My youngest child turned 12 last November. During the months leading up to his birthday, I looked for signs of change but didn’t see any evidence to support what happened to his older brother and sister around this age.
For the two of them, it was like clockwork — they morphed into two humans I barely recognized just before turning twelve.
They used to tell me about their day and want to share pieces of their social life, like who they sat with at lunch and if their best friend hurt their feelings. Then suddenly, they started responding to me with shoulder shrugs and mutters.
They used to get excited about going for family bike rides and ice cream cones, but that all flew out the window when they turned 12 — their enthusiasm replaced by video games, spending time alone in their room, or wanting friends to come over.
Instead of becoming more aware of people, their surroundings, and how their actions and tone of voice affected others, they seemed to notice less.
And their moodiness left me grabbing for every book I could get my hands on about the teenage brain.
Were they depressed? Was this normal? Am I doing enough to help them? How did I raise such ungrateful kids?
Then I talked to about a dozen other parents who all agreed — 12 is where everything changes.
Sure, I remembered being a teenager and hating my life at times. My social life was front and center and came before anything else, including outings with my mom. I thought my parents were dumb and I knew way more about life than they did, but I hadn’t been this bad … had I?
According to my mother, I was. And it started around my 12th birthday.
I celebrated my son on his 12th birthday in his way. He didn’t want a party with his friends. He wanted chicken nuggets and french fries. And he wanted to have his cousins, aunts and uncles, grandmother and father all in one place to eat peanut butter pie. So, that’s what we did.
He asked for a mini-telescope, and wanted to walk around Target to pick out some Flarp slime and he somehow talked me into letting him get a whoopie cushion. I was so consumed with the fact he was still the same child he’d always been, feeling hopeful that he wouldn’t go through the Terrible Twelves like his brother and sister did, that I’m sure he could smell it.
He was still very much a child who liked to talk. He still hugged me. He still thought I was awesome and wanted to spend time with me.
This is 12 for him, I thought. And I was clinging to it.

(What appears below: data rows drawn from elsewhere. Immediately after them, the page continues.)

Issue #101, opened 2026-06-05
[TASK] Size-optimized, reproducible release profile with byte-identical gate


ELares:
Parent: #17

Define the release build profile that minimizes binary size for scarce edge flash and makes builds bit-for-bit reproducible, then enforce reproducibility as a CI release gate. Reproducibility is the load-bearing claim behind 'an operator can confirm exactly what is on a device,' so it must be mechanized, not asserted.

## Approach

Profile: `opt-level = "s"` (default), `lto = "fat"`, `codegen-units = 1`, `panic = "abort"`, `strip = true`. Record the before/after size delta. Gate any move to `opt-level = "z"` on a #19 throughput measurement: ship `"z"` only if it costs under 5 percent on steady-state throughput. For determinism, set `SOURCE_DATE_EPOCH` from the release tag's commit date, pass `--remap-path-prefix` to strip absolute build paths and `$HOME`, set `CARGO_INCREMENTAL=0`, keep `codegen-units = 1` (parallel codegen is nondeterministic), and run the `cargo-auditable` embed before `strip`. Build the same tag twice on two different runners and assert byte-identical SHA256; a mismatch fails the release, with a documented diffoscope triage step. The `panic = "abort"` choice is binding: handlers must be panic-free by construction (see #7/#8), so this task records the constraint and links the recovery design rather than re-deciding it.

## Acceptance criteria

- [ ] The size-optimized profile is applied and the before/after size delta is recorded.
- [ ] A throughput measurement confirms no unacceptable regression from the chosen `opt-level`.
- [ ] Two builds of the same commit on two runners produce byte-identical binaries, enforced in CI.
- [ ] All determinism inputs (`SOURCE_DATE_EPOCH`, `--remap-path-prefix`, `CARGO_INCREMENTAL=0`, `codegen-units=1`, embed-then-strip order) are set and documented.
- [ ] The `panic = "abort"` constraint is cross-referenced with #7.

## Failure considerations

The main failure is a determinism input regressing (an embedded path or timestamp, or parallel codegen creeping in), which either blocks releases via the diff gate (good) or ships a nondeterministic binary that breaks an operator's independent rebuild (bad); the two-runner gate plus enumerated inputs prevents the latter. `opt-level = "z"` regressing hot loops is caught by the #19 gate. `panic = "abort"` removing the `catch_unwind` safety net is handled by requiring explicit Result-based skip logic in #7.

ELares:
[...]

PR #214, opened 2026-06-06
build: size-optimized release profile (#101, refs #17)

ELares:
## What

Apply the #101 frozen `[profile.release]` to shrink the static binary for scarce edge flash:
```toml
opt-level = "s"   # not "z" (gated on a #19 throughput measurement)
lto = "fat"
codegen-units = 1
panic = "abort"  # binding; handlers are panic-free by construction (#7)
strip = true
```

**Size delta (recorded per #101's acceptance criterion):** the native release `ironbus` binary drops **703 KiB -> 410 KiB (41% smaller, 292 KiB)**; the static musl binaries (also stripped) shrink similarly.

## Safety of `panic = "abort"`

Only the musl `cross build --release` jobs use `[profile.release]`. The per-PR and nightly test jobs run `cargo test` on the dev/test profile (cargo forces unwind for the test harness regardless), so `panic = abort` does not conflict. Verified: no CI job runs `cargo test --release`. The dev gate (fmt, clippy, full test suite) is green and unaffected.

## Out of scope (follow-up under #101)

The byte-identical two-runner reproducibility gate (`SOURCE_DATE_EPOCH` from the tag commit, `--remap-path-prefix`, `CARGO_INCREMENTAL=0`, cargo-auditable embed-then-strip, two-runner SHA256 compare) is the release-workflow slice and stays open.

The three musl build jobs in this PR's CI validate the profile (fat LTO + panic=abort + musl cross-compile) end to end.

refs #101
refs #17


ELares:

Independent reviewer checked the profile against #101's spec, the panic=abort safety, the musl/LTO risk, and drift. **No code issues found.**

Verified: the profile matches #101 exactly (opt-level "s" not "z"; fat LTO; codegen-units 1; panic abort; strip); panic=abort is safe because no CI job runs `cargo test --release` (the test/nightly jobs use the dev profile, where cargo forces unwind for libtest) and there is **no `catch_unwind` anywhere in the codebase** (handlers are panic-free, #7); `Cargo.lock` and the non-release jobs are unaffected; and the CHANGELOG accurately records the 703 KiB -> 410 KiB (41%) delta with the reproducibility gate deferred.

The reviewer's one flagged item was a 'watch CI' note on the fat-LTO + panic=abort + musl cross-compile interaction (the local validation gap). **CI closed it: all three musl builds (aarch64, armv7, x86_64) are green**, so the profile cross-compiles and statically links on every edge triple. CI 12/12 green on `987d143`.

And then, overnight, he changed.
Instead of wanting to watch a family movie and make popcorn (one of his favorite things to do), he started staying in his room for hours. I’d check on him and find him lying on the floor doodling in his notebook or lost in thought staring at the ceiling. He became annoyed when I asked him if everything was all right.
“I just want to be alone, Mom,” he’d tell me.
There was a time in my life when my kids were up my ass all the time and, honestly, having a kid tell me they wanted to be alone would have sounded like a dream at one point. It would have been my pleasure to go to the bathroom by myself, eat an entire sandwich without their hands grabbing at me, or not have to help them find the tiny, missing LEGO piece.
But then they grow up. They turn 12. They start actually asking you to leave them alone. Nothing about that feels natural to you as a mom, and I don’t like this phase at all.
Screw you, 12.
I miss the eagerness my kids used to have. I’d give anything to see them run around the house like their hair’s on fire because we are going to get a Happy Meal.
I’d rather lose sleep because they’re sick, had a bad dream, or don’t want to sleep alone than lose sleep staying up worrying about their well-being because they are quiet, moody, or seemed on edge after school.
Twelve has a way of taking your kids and trying to squeeze the child out of them.
Twelve is confusing.
Twelve is lonely.
Twelve is asking your kids to change before they are ready.
Twelve forces you to learn how to parent in a whole different way.
Twelve has grit and endurance. It’s relentless and makes you feel like you have been bolted out of their lives.
But one thing I see in my two older kids, who will be 16 and 14 this year, gives me hope: They are coming back around.
They’ve started talking more and letting me peek into their lives again without me having to constantly ask for it.
Their hugs feel sincere. They have ventured out of their rooms more. And their moods have leveled out to a manageable level.
It took a few years, and I will miss my youngest as he navigates his way through his 12th year (and probably most of his 13th), but he knows I will be waiting for him on the other side of this.
So, if you are a parent with a child who is approaching their 12th year, or are smack dab in the middle of it and wonder when they are going to come out of it, I promise you, it will get better.
But in the meantime, do your best to not take it personally. Do what you feel is right as their parent, and treat yourself to some comfort food once in a while (even if they don’t want to eat with you). These are the best elixirs I’ve found so far.